Edge Detection
Edge detection locates steep changes of radiometry in the images. A lineament can be detected by means of such a method, because it has two parallel edges.
The transition is highlighted by calculating the first local derivative for a given point, for example with a ``Gradient'' filter.
The models for a lineament are either a profile of ``roof'' type, or a profile of ``valley'' type.
The direction of the edges can be deduced from the horizontal and vertical derivative.
The second derivative, computed for example by means of a ``Laplacian'' filter, often constitutes useful information, because it makes the detection of the edges symmetrical.
The following figures show derivatives on a profile of ``roof'' type.
Figure 1: Profile of a line | |
Figure 2: First derivative | |
Figure 3: Second derivative |
The extraction of roads and thin rivers, typically lower or equal to 3 pixels broad, can be done by means of filters of line extraction. This implies that contrast between the lineaments and their environment is sufficient to discriminate them. The principal disadvantage of these detectors is their sensitivity to noise. The process of derivation increases the noise and tends to degrade the images.
Another means of highlighting the edges of the forms is to calculate the morphological gradient, which results from mathematical morphology. The gradient is given by the difference between the dilated image and the eroded image. Such a process transforms a fine line into two parallel lineaments located on the edges of original line. The advantage of this method on the traditional filters, such as SOBEL, is to be independent of the gradient direction.
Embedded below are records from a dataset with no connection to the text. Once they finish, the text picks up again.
PR #458, opened 2020-06-02
add key conditioning to MusicVAE

iansimon:
Another one for @cjcai

### DIFF
--- a/music/demos/melody_controls.ts
+++ b/music/demos/melody_controls.ts
@@ -31,6 +31,8 @@ const MEL_SHAPE_CKPT = `${CHECKPOINTS_DIR}/music_vae/mel_shape`;
 
 const MEL_MULTI_DIR = `${CHECKPOINTS_DIR}/music_vae/mel_multicontrol`;
 const MEL_MULTI_CONTROLS = `${MEL_MULTI_DIR}/mel_2bar_multicontrol_tiny_fb16`;
+const MEL_MULTI_CONTROLS_KEY =
+    `${MEL_MULTI_DIR}/mel_2bar_multicontrol_key_tiny_fb16`;
 const MEL_MULTI_RHYTHM = `${MEL_MULTI_DIR}/mel_rhythm_2bar_tiny_fb16`;
 const MEL_MULTI_SHAPE = `${MEL_MULTI_DIR}/mel_shape_2bar_tiny_fb16`;
 
@@ -141,11 +143,14 @@ async function runMelShape() {
 
 async function runMelMulti() {
   const mvaeMel = new mm.MusicVAE(MEL_MULTI_CONTROLS);
+  const mvaeMelKey = new mm.MusicVAE(MEL_MULTI_CONTROLS_KEY);
   const mvaeRhythm = new mm.MusicVAE(MEL_MULTI_RHYTHM);
   const mvaeShape = new mm.MusicVAE(MEL_MULTI_SHAPE);
 
-  await Promise.all(
-      [mvaeMel.initialize(), mvaeRhythm.initialize(), mvaeShape.initialize()]);
+  await Promise.all([
+    mvaeMel.initialize(), mvaeMelKey.initialize(), mvaeRhythm.initialize(),
+    mvaeShape.initialize()
+  ]);
 
   let start = performance.now();
 
@@ -165,6 +170,19 @@ async function runMelMulti() {
 
   writeTimer('mel-multi-sample-time', start);
   writeNoteSeqs('mel-multi-seqs', [rhythmSeq, shapeSeq, melodySeqs[0]]);
+
+  const melodySeqsIonian = await mvaeMelKey.sample(
+      1, null, ['C'], undefined, undefined, controlTensor, 0);
+  const zKey =
+      await mvaeMelKey.encode(melodySeqsIonian, ['C'], controlTensor, 0);
+  const melodySeqsLydian = await mvaeMelKey.decode(
+      zKey, null, ['C'], undefined, undefined, controlTensor, 7);
+  const melodySeqsMixolydian = await mvaeMelKey.decode(
+      zKey, null, ['C'], undefined, undefined, controlTensor, 5);
+
+  writeNoteSeqs(
+      'mel-multi-key-seqs',
+      [melodySeqsIonian[0], melodySeqsLydian[0], melodySeqsMixolydian[0]]);
 
   start = performance.now();
 
--- a/music/demos/melody_controls.ts
+++ b/music/demos/melody_controls.ts
@@ -73,14 +73,16 @@ async function runMelControls() {
   const teapotControls = tf.concat([teapotRhythm, teapotShape], 1);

HO and HONISHI [K.H.L. Ho, 1995a] carry out the edge detection per comparison with simple models, by using concepts of fuzzy logic. Because of the need for fuzzy logic, the image is normalized so that the values of the pixels lie between 0 and 1. The image is then convoluted by the models which constitute masks. The result of this convolution is an image coding the possibility for each pixel of being member or not of a contour. The quality of the result strongly depends on the number of models used, but a great number of models slows down the process considerably.
This is due to the fact that their method does not generalize sufficiently the models, as make it, for example, the fuzzy neural systems. Quality is after all very correct when edges are well contrasted, even if the number of models is restricted. Moreover, the implementation of such a method is simple. The adaptation to the detection of other profiles, lines for example, is immediate, by changing the model set.
NEVATIA and BABU [R. Nevatia, 1980] use a technique based on masks. They use 6 masks 5x5, representing segments of oriented edges, the orientations vary by steps of 30o . The advantage of this technique is to provide a local orientation. This information is used then to carry out a chaining and a polygonal approximation. This technique was the subject of many applications in the field of remote sensing.